Eski - Yeni Adres Anlatma Tekniği

neden böyle şeyler yazmak istediğimi bilmiyorum ben. bir arkadaşım bana hep bu tarz şeyler yazdığımı söylüyor, o "şey" olan "şey"in anlamını tanımlayamadan. bu sebeple sürekli bir tekdüzelik varmış satırlarımda. buna rağmen ben neden böyle şeyleri hala daha inatla yazıyorum bilmemekteyim.

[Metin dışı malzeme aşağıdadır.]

PR #190, opened 2020-07-15
#7508079 [Go][Blob][2019-12-12] Blob Versioning

mohsha-msft:
Blob versioning feature provides overwrite/delete protection to a blob by automatically generating a snapshot whenever the user makes a change or delete a blob. The automatically generated snapshot timestamp (version-id) is returned to user.
Please read [this](https://docs.microsoft.com/en-us/azure/storage/blobs/versioning-overview?tabs=powershell) for more information on blob versioning.

Note: Blob versioning (preview) is currently enabled in few regions only.


azblob/parsing_urls.go
```diff
@@ -124,6 +134,11 @@ func (up BlobURLParts) URL() url.URL {
 
 	rawQuery := up.UnparsedParams
 
+	// Check: Both snapshot and version id cannot be present in the request URL.
+	if up.Snapshot != "" && up.VersionID != "" {
+		log.Fatal("Snapshot and versioning cannot be enabled simultaneously.")
```
zezha-msft, line 139: >log.Fatal("Snapshot and versioning cannot be enabled simultaneously.") [](start = 2, length = 70)

We cannot do fatal logging in any SDK: // Fatal is equivalent to Print() followed by a call to os.Exit(1).

Let's avoid this check, or return an error

azblob/zt_url_blob_test.go
```diff
@@ -1737,23 +1737,23 @@ func (s *aztestsSuite) TestBlobSetMetadataIfNoneMatchFalse(c *chk.C) {
...
+	//_, err = blobURL.Undelete(ctx)
+	//if err != nil { // We want to give the wrapper method a chance to check if it was an error related to the service properties update.
+	//	return err
+	//}
+	//
+	//resp, err := blobURL.GetProperties(ctx, BlobAccessConditions{})
+	//if err != nil {
+	//	return errors.New(string(err.(StorageError).ServiceCode()))
+	//}
+	//c.Assert(resp.BlobType(), chk.Equals, BlobBlockBlob) // We could check any property. This is just to double check it was undeleted.
```
zezha-msft, line 1756: does turning on versioning disable soft delete?

azblob/zt_url_blob_test.go
```diff
@@ -1970,3 +1970,192 @@ func (s *aztestsSuite) TestDownloadBlockBlobUnexpectedEOF(c *chk.C) {
...
+
+	// Deleting previous version snapshot.
+	deleteResp, err := blobURL.WithVersionID(versionId1).Delete(ctx, DeleteSnapshotsOptionNone, BlobAccessConditions{})
+	c.Assert(err, chk.IsNil)
+	c.Assert(deleteResp.StatusCode(), chk.Equals, 202)
+
+	listBlobsResp, err = containerURL.ListBlobsFlatSegment(ctx, Marker{}, ListBlobsSegmentOptions{Details: BlobListingDetails{Versions: true}})
+	c.Assert(err, chk.IsNil)
+	c.Assert(listBlobsResp.Segment.BlobItems, chk.NotNil)
+	if len(listBlobsResp.Segment.BlobItems) == 0 {
```
zezha-msft, line 2044: >len(listBlobsResp.Segment.BlobItems) == 0 [](start = 4, length = 41)

can we be more precise with the validation? Instead of just making sure it's not 0, make sure that it's actually 1

azblob/zt_url_blob_test.go
```diff
@@ -1970,3 +1970,192 @@ func (s *aztestsSuite) TestDownloadBlockBlobUnexpectedEOF(c *chk.C) {
...
+		c.Fail()
+	}
+}
+
+func (s *aztestsSuite) TestDeleteSpecificBlobVersionWithBlobSAS(c *chk.C) {
```
zezha-msft, line 2049: it might be a good idea to isolate the versioning tests into a separate file

azblob/zt_url_blob_test.go
```diff
@@ -1970,3 +1970,192 @@ func (s *aztestsSuite) TestDownloadBlockBlobUnexpectedEOF(c *chk.C) {
...
+		c.Fatal(err)
+	}
+
+	sbURL := NewBlockBlobURL(blobParts.URL(), containerURL.client.p)
+	deleteResp, err := sbURL.Delete(ctx, DeleteSnapshotsOptionNone, BlobAccessConditions{})
+	c.Assert(deleteResp, chk.IsNil)
+
+	listBlobResp, err := containerURL.ListBlobsFlatSegment(ctx, Marker{}, ListBlobsSegmentOptions{Details: BlobListingDetails{Versions: true}})
+	c.Assert(err, chk.IsNil)
+	c.Assert(listBlobResp.Version(), chk.Equals, ServiceVersion)
```
zezha-msft, line 2089: >c.Assert(listBlobResp.Version(), chk.Equals, ServiceVersion) [](start = 1, length = 60)

a bit confused by this validation, why are we validating the service version?

azblob/zt_url_blob_test.go
zezha-msft: I see, "If both versioning and soft delete are enabled on a storage account, then no soft-deleted snapshot is created when a blob or blob version is modified or deleted."

---
In reply to: [457807890](https://github.com/Azure/azure-storage-blob-go/pull/190#discussion_r457807890) [](ancestors = 457807890)

azblob/zt_url_block_blob_test.go
```diff
@@ -898,3 +899,149 @@ func (s *aztestsSuite) TestBlobPutBlockListModifyBlob(c *chk.C) {
...
+	blobURL := containerURL.NewBlockBlobURL(generateBlobName())
+
+	data := []string{"Azure ", "Storage ", "Block ", "Blob."}
+	base64BlockIDs := make([]string, len(data))
+
+	for index, d := range data {
+		base64BlockIDs[index] = blockIDIntToBase64(index)
+		resp, err := blobURL.StageBlock(ctx, base64BlockIDs[index], strings.NewReader(d), LeaseAccessConditions{}, nil)
+		if err != nil {
+			log.Fatal(err)
```
zezha-msft, line 1029: >log.Fatal(err) [](start = 3, length = 14)

let's not use log.fatal, we can use c.Fail instead

zezha-msft:
> 

CopyFromURL is already sync

---
Refers to: azblob/zt_url_block_blob_test.go:1048 in 08946a3. [](commit_id = 08946a34d625246a5e315e40ecbd72b811d0a445, deletion_comment = False)

azblob/parsing_urls.go
mohsha-msft: Ohh I see. Alright. I'll do `errors.New()` to throw this error.

azblob/zt_url_blob_test.go
mohsha-msft: Yes exactly. When both versioning and soft-delete features are enabled, then soft-delete snapshot won't be created. That's why I commented this test case out for now.

azblob/zt_url_blob_test.go
mohsha-msft: Done.

azblob/zt_url_block_blob_test.go
mohsha-msft: Done.

azblob/zt_url_blob_test.go
mohsha-msft: Versioning is supported by service version `2019-12-12` or higher. I used this validation as a way to check/flag that versioning is enabled on the storage account.

azblob/zt_url_blob_test.go
mohsha-msft: So, are you referring to all the test cases or just select few? Yeah I think this is a good idea because we can avoid making test case files large and monolithic but if we follow this practice and bifurcate tests in their separate files for all the features, #files will become more eventually.

mohsha-msft: Done

azblob/parsing_urls.go
```diff
@@ -124,6 +134,11 @@ func (up BlobURLParts) URL() url.URL {
 
 	rawQuery := up.UnparsedParams
 
+	// Check: Both snapshot and version id cannot be present in the request URL.
+	if up.Snapshot != "" && up.VersionID != "" {
+		errors.New("Snapshot and versioning cannot be enabled simultaneously")
```
zezha-msft, line 139: >errors.New("Snapshot and versioning cannot be enabled simultaneously") [](start = 2, length = 70)

This is not getting returned though? you can also avoid this check and simply let the service give back an error message

mohsha-msft: Ohh understood. I'll remove.  Since blob versioning and snapshot cannot be used at the same time I was thinking of putting a check in our code base.

azblob/zt_blob_versioning_test.go
```diff
@@ -0,0 +1,386 @@
...
+	deleteResp, err := blobURL.WithVersionID(versionID1).Delete(ctx, DeleteSnapshotsOptionNone, BlobAccessConditions{})
+	c.Assert(err, chk.IsNil)
+	c.Assert(deleteResp.StatusCode(), chk.Equals, 202)
+
+	listBlobsResp, err = containerURL.ListBlobsFlatSegment(ctx, Marker{}, ListBlobsSegmentOptions{Details: BlobListingDetails{Versions: true}})
+	c.Assert(err, chk.IsNil)
+	c.Assert(listBlobsResp.Segment.BlobItems, chk.NotNil)
+	if len(listBlobsResp.Segment.BlobItems) != 1 {
+		c.Fail()
+	}
```
zezha-msft, line 107: If there's a single item, why don't we check to make sure that the right version remains?

azblob/zt_blob_versioning_test.go
```diff
@@ -0,0 +1,386 @@
...
+	c.Assert(deleteResp.Response().Header.Get("x-ms-version-id"), chk.NotNil)
+
+	listBlobResp, err = containerURL.ListBlobsFlatSegment(ctx, Marker{}, ListBlobsSegmentOptions{Details: BlobListingDetails{Snapshots: true, Versions: true}})
+	c.Assert(err, chk.IsNil)
+	c.Assert(listBlobResp.rawResponse.Header.Get("x-ms-request-id"), chk.NotNil)
+	if len(listBlobResp.Segment.BlobItems) == 0 {
+		c.Fail()
+	}
+	blobs := listBlobResp.Segment.BlobItems
+	c.Assert(blobs[0].Snapshot, chk.Equals, "")
```
zezha-msft, line 327: Can we be more precise with the test validation?

azblob/zt_blob_versioning_test.go
```diff
@@ -0,0 +1,386 @@
...
+
+	contentResp, err := blobURL.Download(ctx, 0, CountToEnd, BlobAccessConditions{}, false)
+	c.Assert(err, chk.IsNil)
+	contentData, err := ioutil.ReadAll(contentResp.Body(RetryReaderOptions{}))
+	c.Assert(contentData, chk.DeepEquals, []uint8(strings.Join(data, "")))
+}
+
+func (s *aztestsSuite) TestSyncCopyBlobReturnsVID(c *chk.C) {
+
+}
```
zezha-msft, line 367: empty?

azblob/zt_url_blob_test.go
zezha-msft: this will always succeed thought, right? Since the SDK will use the Service Version by default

bir gün uyanıyorum farklı gibi etrafımdaki her somut. önce odadan başlıyor, sonra sokaklar ve yollar boyu devam ediyor kafamdaki değişmişlik. bir noktadan diğerine sabit hız ve zamanla varıyorum sürekli de aklımın ivme eğrisi neden bu kadar kaymış çözemiyorum. sabitlere bağlanmışım mesela bugün eve dönerken bunu fark ettim. hergün aynı güzergah üzerinde, aynı zaman diliminde, aynı virajda ve aynı otobüs şerit ihlali yaparak yanımızdan geçiyor. aslında göz ardı ettiğim bütün aynılıklar ve değişmez benzeriklerden beni rahatsz eden tek şey bu. göz ardı ediyorum çünkü, yenilikleri ne zaman beynimde bütünleştirmek istesem eskinin izleri o kadar kendini belli ediyor kalın kabuklu bir yara gibi. o büyük kabuğu ve altındaki iltihabı söküp atmak için zaten olanların hepsini yeniymiş gibi kabullenmem şart.

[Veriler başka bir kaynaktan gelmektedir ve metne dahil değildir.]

PR #194, opened 2020-07-17
Add illumos build tag additionally to solaris

Toasterson:
This is more to future proof support for both systems. The illumos build tag ATM inherits everything from the solaris build tag but may not in the future.  It's generally best practice to add both build tags.

@petems FYI


zezha-msft:
Thanks @Toasterson for the contribution!

PR #200, opened 2020-08-11
Minor versioning fix

mohsha-msft:


azblob/parsing_urls.go
```diff
@@ -99,7 +99,8 @@ func NewBlobURLParts(u url.URL) BlobURLParts {
 	if versionIDs, ok := caseInsensitiveValues(paramsMap).Get(versionId); ok {
 		up.VersionID = versionIDs[0]
 		// If we recognized the query parameter, remove it from the map
-		delete(paramsMap, versionId)
+		delete(paramsMap, versionId)   // delete "versionid" from paramsMap
+		delete(paramsMap, "versionId") // delete "versionId" from paramsMap
```
zezha-msft, line 103: Minor: maybe add a comment here to clarify why there's such a case.

mohsha-msft: Alright. I'll do that and push that along with the set tier task I am doing. But if you look closely, the code snippet from line 93-104 are incorrect. When the code looks for a parameter in the paramsMap, it actually looks for case-insensitive key. However when code tries to delete the same parameter from paramsMap, it deleted actual case-sensitive key.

ertesi gün bakıyorum etrafa. baş ucumdaki pencerede aynı gökyüzü. anlamıyorum bir türlü. bu kasabada her sabah koca bir bulut kütlesi ve yoğunlaşmış sis olmak zorunda mı? gözlerim ferfecir okur gibi ve sürekli etrafı kemiriyor sonraları. bu sefer de çok sıkıcı ve eskimiş görünüyor tüme dahiller. o anda kendimden usanıyorum, "neden" diyorum nesnesi eksik, cevap bulamıyorum...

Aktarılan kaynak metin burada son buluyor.